5.2 Automated k-Anonymization — kAnon()
Q5.2 — Apply k = 3 anonymization.
kAnon() uses local suppression: it sets the minimum number of QID values to NA until every combination appears at least k times, minimizing total information loss.
💡 Tip —
kAnon(): Takes yoursdcMicroObjandk(an integer vector, e.g.,c(3)). It returns a newsdcMicroObjwith suppressed values applied. After running it, callprint()again to see the updated violation counts — they should drop to zero for your chosen k.
# TODO: Apply k = 3 anonymization and store the result in sdcAnon
sdcAnon <- kAnon(___, k = c(___))
cat("Risk summary after k = 3 anonymization:\n")
print(sdcAnon)Q5.2 answer — How many records still violate 3-anonymity after running kAnon()? Your answer here.
Step 6: Measure Information Loss
Q6 — How much information did we lose?
Anonymization is a trade-off: privacy protection at the cost of analytical utility. Quantifying this trade-off is essential for responsible data sharing.
💡 Tip —
print(sdcAnon, "ls"): Passing"ls"as a second argument toprint()displays the local suppression summary: how many values were suppressed in each QID column and as an overall percentage. Higher suppression = more information loss.
# TODO: Print the information-loss summary
print(___, "ls")Q6 answer — Which variable had the most suppression, and what does that tell you about the data?
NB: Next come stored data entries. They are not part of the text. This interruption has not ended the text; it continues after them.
PR #477, opened 2022-06-16
check licenses

romainmenke:
inspired by : https://github.com/csstools/postcss-plugins/pull/475

This action did not work at all but overall I prefer something custom as this is not something that is complex.

- focus on a single ecosystem (npm)
- precisely scan dependencies (we know our own layout)
- precisely scan distributed files (we know our own layout)

-----

> Checks 2 things
> 1. Do all our dependencies have an appropriate license?
> 2. Are there unexpected license comments in build artifacts?
>
> Combined this should give our users sufficient safeguards against license issues.

We are already careful with the dependencies we use and pass on to users and this adds more checks to ensure that we do not accidentally cause issues for the community.

It should give a reasonable guarantee that the combined software our users get is appropriately licensed.


romainmenke:
check the two failing commits and their annotations for examples of issues and how these are reported.

.github/bin/format-package-json.mjs
```diff
@@ -51,6 +51,9 @@ const formatted = {};
 
 	formatted.license = packageJSONInfo.license;
 	delete packageJSONInfo.license;
+	if (formatted.license !== 'CC0-1.0' && formatted.license !== 'MIT') {
+		formatted.license = 'MIT';
+	}
```
Antonio-Laguna, line 56: Is this intended?

Antonio-Laguna (approved):
LGTM! Just a minor question

.github/bin/format-package-json.mjs
romainmenke: Not really, just copy/paste from the last string on line 54.
I will change to `CC0-1.0` which is the most common license in plugins here.

PR #484, opened 2022-06-17
`op_mini` : correctly transform when only `op_mini all` is set

romainmenke:
`op_mini all` was not a valid browserslist.
It is the only one with only `all` and needs special handling.

I've added this change in two commits so that you can see how the test output changes with the change.

_I am hoping that the added test will fail if caniuse ever adds version info for Opera Mini._


Antonio-Laguna (approved):
LGTM! Curious how you found this 😂

romainmenke:
After Andrey talked about browserslist linting on Twitter I was wondering how we handled these browsers.

I started by gathering a list of lowest versions and Opera Mini is `op_mini all` and then I came across the part where we build the browserslist queries which are all with `<` or `>`.

So 50/50 chance and random re-reading of our code base.

Issue #452, opened 2022-06-11
[blank-pseudo] housekeeping


romainmenke:
- [x] rebuild from base plugin
- [x] typescript
- [x] check docs

PR #486, opened 2022-06-18
CSS Blank Pseudo

Antonio-Laguna:
- resolves https://github.com/csstools/postcss-plugins/issues/443
- resolves https://github.com/csstools/postcss-plugins/issues/446
- resolves https://github.com/csstools/postcss-plugins/issues/449
- resolves https://github.com/csstools/postcss-plugins/issues/452


Antonio-Laguna:
@romainmenke what would be the best way to share a portion of code between polyfill and plugin? CJS vs MJS in a mixed world makes me wonder. Perhaps just better to duplicate till mjs is a thing?

romainmenke (approved):
LGTM! awesome work on this!

PR #747, opened 2026-02-25
Improve time-to-first-kernel

maleadt:
... by adding a proper precompilation workload and removing some overzealous specialization.
Needs to be properly validated to ensure the `@nospecialize` on crucial functions like `mtlfunction` doesn't regress launch overhead.

Before:

```
❯ hyperfine --warmup=1 'julia --project -e "using Metal; @metal identity(nothing)"'
Benchmark 1: julia --project -e "using Metal; @metal identity(nothing)"
  Time (mean ± σ):      2.695 s ±  0.135 s    [User: 3.360 s, System: 0.401 s]
  Range (min … max):    2.588 s …  3.063 s    10 runs

❯ hyperfine --warmup=1 'julia --project examples/vadd.jl'
Benchmark 1: julia --project examples/vadd.jl
  Time (mean ± σ):      3.827 s ±  0.237 s    [User: 4.471 s, System: 0.380 s]
  Range (min … max):    3.573 s …  4.260 s    10 runs
```

After:

```
❯ hyperfine --warmup=1 'julia --project -e "using Metal; @metal identity(nothing)"'
Benchmark 1: julia --project -e "using Metal; @metal identity(nothing)"
  Time (mean ± σ):      1.555 s ±  0.026 s    [User: 2.232 s, System: 0.405 s]
  Range (min … max):    1.516 s …  1.599 s    10 runs

❯ hyperfine --warmup=1 'julia --project examples/vadd.jl'
Benchmark 1: julia --project examples/vadd.jl
  Time (mean ± σ):      2.065 s ±  0.056 s    [User: 2.741 s, System: 0.293 s]
  Range (min … max):    2.007 s …  2.168 s    10 runs
```

### DIFF
--- a/src/compiler/execution.jl
+++ b/src/compiler/execution.jl
@@ -179,11 +179,12 @@ The output of this function is automatically cached, i.e. you can simply call `m
 in a hot path without degrading performance. New code will be generated automatically when
 the function changes, or when different types or keyword arguments are provided.
 """
-function mtlfunction(f::F, tt::TT=Tuple{}; name=nothing, kwargs...) where {F,TT}
+function mtlfunction(@nospecialize(f), @nospecialize(tt)=Tuple{}; name=nothing, kwargs...)
     dev = device()
     Base.@lock mtlfunction_lock begin
         # compile the function
         cache = compiler_cache(dev)
+        F = Core.Typeof(f)
         source = methodinstance(F, tt)
         config = compiler_config(dev; name, kwargs...)::MetalCompilerConfig
         pipeline = GPUCompiler.cached_compilation(cache, source, config, compile, link)
@@ -197,7 +198,7 @@ function mtlfunction(f::F, tt::TT=Tuple{}; name=nothing, kwargs...) where {F,TT}
             kernel = HostKernel{F,tt}(f, pipeline)
             _kernel_instances[h] = kernel
         end
-        return kernel::HostKernel{F,tt}
+        return kernel
     end
 end
 
@@ -246,7 +247,7 @@ const _kernel_instances = Dict{UInt, Any}()
     ex
 end
 
-@inline function encode_argument!(kernel, arg)
+@inline function encode_argument!(@nospecialize(kernel), arg)
     argtyp = typeof(arg)
 
     # replace non-isbits arguments (they should be unused, or compilation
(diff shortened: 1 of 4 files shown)


maleadt:
Of course! I didn't have time to investigate the failure though.

src/compiler/execution.jl
```diff
@@ -179,11 +179,12 @@ The output of this function is automatically cached, i.e. you can simply call `m
 in a hot path without degrading performance. New code will be generated automatically when
 the function changes, or when different types or keyword arguments are provided.
 """
-function mtlfunction(f::F, tt::TT=Tuple{}; name=nothing, kwargs...) where {F,TT}
+function mtlfunction(@nospecialize(f), @nospecialize(tt)=Tuple{}; name=nothing, kwargs...)
```
christiangnrd: This despecialization breaks this inference test. But that seems to be on purpose so maybe remove?
https://github.com/JuliaGPU/Metal.jl/blob/1d2f000946cc60b3a9c2b6066734645c61b8c2dd/test/execution.jl#L45-L53

Only shows up when commenting out the `device_synchronize` test.

christiangnrd (commented):
I know this is still WIP, but hopefully this saves you some troubleshooting time.

`device_synchronize` seems to be broken due to the task-local storage call.

Edit: From a fresh session:
```julia-repl
julia> using Metal; length(Metal.global_queues)
1 # Should be 0
```

Edit 2: Adding `empty!(Metal.global_queues)` to `__init__()` seems to prevent the segfault, but that cannot be the proper solution right?

lib/mtl/storage_type.jl
```diff
@@ -46,9 +46,9 @@ See also [`Metal.SharedStorage`](@ref).
 struct PrivateStorage <: StorageMode end
 struct Memoryless     <: StorageMode end
 
-# Remove the ".MTL" when printing
-Base.show(io::IO, ::Type{<:PrivateStorage}) = print(io, "Metal.PrivateStorage")
-Base.show(io::IO, ::Type{<:SharedStorage}) = print(io, "Metal.SharedStorage")
+# Note: it'd be nicer to display these as `Metal.{Private,Shared}Storage` instead
+# of `Metal.MTL.{Private,Shared}Storage`, but defining `Base.show(::IO, ::Type{T})`
+# methods for that triggers thousands of invalidations against `Base.show(::IO, ::Type)`.
```
christiangnrd: What if we moved them into Metal proper instead? #779

PR #751, opened 2026-03-03
Error when attempting to launch kernels with an invalid grid size

christiangnrd:
Probably not caught because grid-stride loop kernels potentially still worked even with a truncated grid size due to the failure being silent, except when the total grid size was exactly `typemax(UInt32)`. Always fails shader validation.

Also shortens variable names like in #747


christiangnrd:
Why would the buildkite jobs not get picked up?

PR #768, opened 2026-04-17
Add pointer to integer conversion for alignment checking.

maleadt:


christiangnrd (approved):
I’m away from my computer so I can’t test locally but the tests seem good and [16 bytes alignment](https://developer.apple.com/metal/Metal-Feature-Set-Tables.pdf) seems like a reasonable assumption so lgtm!

PR #771, opened 2026-05-05
Run examples in isolated test processes

AshtonSBradley:
Examples may load packages that mutate global numerical-library state, such as AppleAccelerate. When examples are included directly in the package test runner, that state can leak into unrelated tests scheduled later on the same worker.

Your answer here.
Step 7: Export the Anonymized Dataset
Before sharing, we must:
- Remove direct identifiers (already excluded from the SDC object)
- Generate a new random ID to replace
case_id— never reuse the original, as it may link to external records
# Anonymized quasi-identifier columns
anon_key_vars <- sdcAnon@manipKeyVars
# Non-key, non-excluded variables (passed through unchanged)
safe_vars <- whale[, !(names(whale) %in%
c("case_id", "lat", "long", "fishery_license",
"state", "origin", "county"))]
# Combine
anon_data <- cbind(anon_key_vars, safe_vars)
# Generate synthetic random IDs
set.seed(42)
anon_data$anon_id <- paste0("ID_", sample(100000:999999, nrow(anon_data), replace = FALSE))
# Put the new ID first
anon_data <- anon_data[, c("anon_id", setdiff(names(anon_data), "anon_id"))]
# Preview and save
head(anon_data)
write.csv(anon_data, "whale-entanglement-anon.csv", row.names = FALSE)Key takeaway: k-anonymity via local suppression is a principled, auditable approach to protecting microdata. The sdcMicro package makes every suppression traceable, and the information-loss metrics help justify trade-offs to data stakeholders.